The output that I have retrieved with the tool in this repository has nothing to do with my query keyword. Do you have an idea about how I can fix this? I would be very grateful for every kind of help.

Issue Analytics

State:
Created 2 years ago
Comments:5 (3 by maintainers)

Top GitHub Comments

2reactions

fabiobatalhacommented, May 25, 2021

The difference between your approach and the API, is that, the API uses some other parameters in the query to allow users to download all the documents related to the given query.

In both approaches there is a total of 290890 matched documents. You can see it testing both urls, and looking the attribute total-results.

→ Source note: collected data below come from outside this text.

PR #1249, opened 2025-12-26
shadowmapping: Use current frame's shadow matrix in scene pass

aitor-lunarg:
Using previous frame's shadow matrix leads to visual artifacts since the transformation will not be the same as the one used to generate the shadow map.


SaschaWillems:
Thanks. Very much appreciated 👍🏻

API: https://api.crossref.org/works?query=Albert+Einstein+Elektrodynamik+bewegter+Körper&cursor=*&rows=100 Your approach: https://api.crossref.org/works?query=Albert+Einstein+Elektrodynamik+bewegter+Körper

As you can see, the differences between the urls are the parameters (rows=100 and cursor=*) where :

rows=100 do not change the order of the result
cursor=* changes the order of the result (I don’t know why the Crossref API have this behavior, from an user point of view; even if I want to have access to all the results, it is surely expected to still have the results sorted by relevance)

1reaction

OBrinkcommented, May 27, 2021

@Ankush-Chander Thank you very much! That helps me getting exactly what I need.